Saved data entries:

▼

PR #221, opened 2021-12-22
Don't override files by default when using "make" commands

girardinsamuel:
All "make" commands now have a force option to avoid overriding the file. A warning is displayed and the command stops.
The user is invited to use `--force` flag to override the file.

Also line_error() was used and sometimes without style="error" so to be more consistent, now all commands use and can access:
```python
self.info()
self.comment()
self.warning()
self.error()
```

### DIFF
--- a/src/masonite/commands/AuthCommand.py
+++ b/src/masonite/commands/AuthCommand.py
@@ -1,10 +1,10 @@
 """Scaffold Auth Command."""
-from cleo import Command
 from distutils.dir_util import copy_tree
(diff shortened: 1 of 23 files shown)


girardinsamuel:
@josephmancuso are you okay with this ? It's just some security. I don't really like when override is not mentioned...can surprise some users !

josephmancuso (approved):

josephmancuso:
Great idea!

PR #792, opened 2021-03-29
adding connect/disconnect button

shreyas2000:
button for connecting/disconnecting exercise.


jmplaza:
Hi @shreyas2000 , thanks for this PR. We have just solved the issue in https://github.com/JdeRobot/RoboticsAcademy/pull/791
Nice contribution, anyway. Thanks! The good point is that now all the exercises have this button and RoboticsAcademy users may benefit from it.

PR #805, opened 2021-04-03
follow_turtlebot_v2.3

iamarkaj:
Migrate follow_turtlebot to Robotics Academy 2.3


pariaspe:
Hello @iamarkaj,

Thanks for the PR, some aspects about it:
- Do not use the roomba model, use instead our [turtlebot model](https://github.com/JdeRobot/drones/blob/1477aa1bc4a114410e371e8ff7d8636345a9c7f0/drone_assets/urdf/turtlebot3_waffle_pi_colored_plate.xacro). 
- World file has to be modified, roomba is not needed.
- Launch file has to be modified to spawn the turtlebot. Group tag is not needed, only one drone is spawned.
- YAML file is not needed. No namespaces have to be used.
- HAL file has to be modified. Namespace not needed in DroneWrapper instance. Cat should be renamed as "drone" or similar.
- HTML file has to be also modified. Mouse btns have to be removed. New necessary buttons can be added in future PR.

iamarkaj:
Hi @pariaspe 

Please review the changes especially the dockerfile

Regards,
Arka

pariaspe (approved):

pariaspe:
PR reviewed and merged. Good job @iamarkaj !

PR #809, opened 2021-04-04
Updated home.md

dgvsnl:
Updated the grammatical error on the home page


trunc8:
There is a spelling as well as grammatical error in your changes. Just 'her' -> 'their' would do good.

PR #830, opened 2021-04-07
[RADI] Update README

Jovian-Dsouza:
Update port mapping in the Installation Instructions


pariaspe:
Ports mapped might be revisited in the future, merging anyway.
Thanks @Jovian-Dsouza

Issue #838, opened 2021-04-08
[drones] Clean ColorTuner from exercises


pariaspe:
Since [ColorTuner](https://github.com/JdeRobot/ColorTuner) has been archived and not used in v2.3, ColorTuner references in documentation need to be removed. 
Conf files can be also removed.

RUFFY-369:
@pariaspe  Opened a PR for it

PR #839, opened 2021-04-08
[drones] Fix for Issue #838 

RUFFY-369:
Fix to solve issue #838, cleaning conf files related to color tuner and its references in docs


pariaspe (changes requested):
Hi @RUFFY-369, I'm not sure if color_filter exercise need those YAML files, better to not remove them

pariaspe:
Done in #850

▲

- THE PROBLEM
Print exactly the lines above from the one with "-from cleo import Command" to the one with "Thanks for the", including both.

- EXPECTED OUTPUT
-from cleo import Command
 from distutils.dir_util import copy_tree
(diff shortened: 1 of 23 files shown)


girardinsamuel:
@josephmancuso are you okay with this ? It's just some security. I don't really like when override is not mentioned...can surprise some users !

josephmancuso (approved):

josephmancuso:
Great idea!

PR #792, opened 2021-03-29
adding connect/disconnect button

shreyas2000:
button for connecting/disconnecting exercise.


jmplaza:
Hi @shreyas2000 , thanks for this PR. We have just solved the issue in https://github.com/JdeRobot/RoboticsAcademy/pull/791
Nice contribution, anyway. Thanks! The good point is that now all the exercises have this button and RoboticsAcademy users may benefit from it.

PR #805, opened 2021-04-03
follow_turtlebot_v2.3

iamarkaj:
Migrate follow_turtlebot to Robotics Academy 2.3


pariaspe:
Hello @iamarkaj,

Thanks for the PR, some aspects about it:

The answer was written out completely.